▶ [EXERCISE GOAL]: The records below are to be retyped in full, without any alteration.

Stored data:
·····
PR #3902, opened 2016-01-11
Fix incorrect usage of flush on encoder

rynowak:
/cc @pranavkm

### DIFF
--- a/src/Microsoft.AspNet.Mvc.Core/HttpResponseStreamWriter.cs
+++ b/src/Microsoft.AspNet.Mvc.Core/HttpResponseStreamWriter.cs
@@ -143,7 +143,7 @@ namespace Microsoft.AspNet.Mvc
 
             if (_charBufferCount == _charBufferSize)
             {
-                FlushInternal();
+                FlushInternal(flushEncoder: false);
             }
 
             _charBuffer[_charBufferCount] = value;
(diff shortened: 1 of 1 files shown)


pranavkm:
:shipit:

src/Microsoft.AspNet.Mvc.Core/HttpResponseStreamWriter.cs
```diff
@@ -282,7 +282,7 @@ public override Task FlushAsync()
                 throw new ObjectDisposedException("stream");
             }
 
-            return FlushInternalAsync();
+            return FlushInternalAsync(flushEncoder: true);
```
dougbu: Why `true` in either `Flush()` or `FlushAsync()`? This writer can certainly be used after either of those calls.

dougbu:
:watch: for one question

src/Microsoft.AspNet.Mvc.Core/HttpResponseStreamWriter.cs
rynowak: >This writer can certainly be used after either of those calls.

That's not really related though.

flushEncoder has to do with the behavior of surrogate pairs.

The encoder buffers the first `char` if it's a surrogate pair in expectation of seeing the second part of the pair. Since we want to write everything buffered when you call `Flush()` it should be true in that case.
·····
▶ [SOLUTION TO THIS EXERCISE]:
PR #3902, opened 2016-01-11
Fix incorrect usage of flush on encoder

rynowak:
/cc @pranavkm

### DIFF
--- a/src/Microsoft.AspNet.Mvc.Core/HttpResponseStreamWriter.cs
+++ b/src/Microsoft.AspNet.Mvc.Core/HttpResponseStreamWriter.cs
@@ -143,7 +143,7 @@ namespace Microsoft.AspNet.Mvc
 
             if (_charBufferCount == _charBufferSize)
             {
-                FlushInternal();
+                FlushInternal(flushEncoder: false);
             }
 
             _charBuffer[_charBufferCount] = value;
(diff shortened: 1 of 1 files shown)


pranavkm:
:shipit:

src/Microsoft.AspNet.Mvc.Core/HttpResponseStreamWriter.cs
```diff
@@ -282,7 +282,7 @@ public override Task FlushAsync()
                 throw new ObjectDisposedException("stream");
             }
 
-            return FlushInternalAsync();
+            return FlushInternalAsync(flushEncoder: true);
```
dougbu: Why `true` in either `Flush()` or `FlushAsync()`? This writer can certainly be used after either of those calls.

dougbu:
:watch: for one question

src/Microsoft.AspNet.Mvc.Core/HttpResponseStreamWriter.cs
rynowak: >This writer can certainly be used after either of those calls.

That's not really related though.

flushEncoder has to do with the behavior of surrogate pairs.

The encoder buffers the first `char` if it's a surrogate pair in expectation of seeing the second part of the pair. Since we want to write everything buffered when you call `Flush()` it should be true in that case.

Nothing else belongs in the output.